Stored records
>>>

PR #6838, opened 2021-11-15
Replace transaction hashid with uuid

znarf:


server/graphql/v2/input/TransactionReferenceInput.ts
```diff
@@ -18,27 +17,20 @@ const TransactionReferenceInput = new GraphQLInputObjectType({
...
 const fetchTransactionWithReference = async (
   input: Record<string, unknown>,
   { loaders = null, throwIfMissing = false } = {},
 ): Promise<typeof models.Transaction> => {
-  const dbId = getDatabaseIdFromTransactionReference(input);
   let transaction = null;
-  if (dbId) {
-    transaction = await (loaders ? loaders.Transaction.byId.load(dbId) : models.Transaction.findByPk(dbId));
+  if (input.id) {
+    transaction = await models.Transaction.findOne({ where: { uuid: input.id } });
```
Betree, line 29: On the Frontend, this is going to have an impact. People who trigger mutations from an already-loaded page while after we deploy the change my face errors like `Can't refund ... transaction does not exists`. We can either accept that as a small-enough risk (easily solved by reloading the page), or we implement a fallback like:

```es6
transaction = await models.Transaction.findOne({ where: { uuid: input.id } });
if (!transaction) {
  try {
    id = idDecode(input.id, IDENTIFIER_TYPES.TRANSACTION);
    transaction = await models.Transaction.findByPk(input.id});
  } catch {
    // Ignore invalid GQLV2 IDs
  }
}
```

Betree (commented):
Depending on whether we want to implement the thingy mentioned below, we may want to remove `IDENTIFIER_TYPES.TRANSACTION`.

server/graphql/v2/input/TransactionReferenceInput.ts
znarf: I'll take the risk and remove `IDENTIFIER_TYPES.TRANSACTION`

<<<
>>>

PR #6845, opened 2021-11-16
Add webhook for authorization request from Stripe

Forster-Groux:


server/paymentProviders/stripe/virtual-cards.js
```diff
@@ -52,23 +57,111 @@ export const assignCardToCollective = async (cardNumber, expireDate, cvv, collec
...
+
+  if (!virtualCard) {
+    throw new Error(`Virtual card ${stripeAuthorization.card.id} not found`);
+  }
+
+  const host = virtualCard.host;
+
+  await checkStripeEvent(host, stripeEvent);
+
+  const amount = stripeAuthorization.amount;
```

<<<
>>>

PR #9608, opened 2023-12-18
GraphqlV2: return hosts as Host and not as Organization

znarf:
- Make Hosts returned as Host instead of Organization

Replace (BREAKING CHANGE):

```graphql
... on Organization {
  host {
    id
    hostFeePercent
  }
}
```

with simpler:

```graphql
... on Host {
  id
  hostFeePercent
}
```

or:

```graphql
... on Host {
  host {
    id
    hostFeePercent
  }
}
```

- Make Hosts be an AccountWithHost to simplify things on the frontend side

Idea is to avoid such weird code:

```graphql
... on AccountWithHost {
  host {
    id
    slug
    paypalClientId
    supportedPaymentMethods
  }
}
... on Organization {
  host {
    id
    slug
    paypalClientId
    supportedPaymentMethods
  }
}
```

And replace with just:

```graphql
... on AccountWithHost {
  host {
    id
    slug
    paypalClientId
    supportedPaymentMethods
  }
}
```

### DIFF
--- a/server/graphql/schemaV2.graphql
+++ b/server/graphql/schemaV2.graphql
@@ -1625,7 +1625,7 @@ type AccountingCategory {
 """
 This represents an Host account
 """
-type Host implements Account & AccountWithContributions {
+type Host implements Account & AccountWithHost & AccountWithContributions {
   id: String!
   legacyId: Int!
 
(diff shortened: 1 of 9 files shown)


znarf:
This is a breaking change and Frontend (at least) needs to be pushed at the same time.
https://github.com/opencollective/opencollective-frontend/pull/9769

<<<

Problem:
Report all lines in the records that include the string "opened".

Solved exercise:
PR #6838, opened 2021-11-15
PR #6845, opened 2021-11-16
PR #9608, opened 2023-12-18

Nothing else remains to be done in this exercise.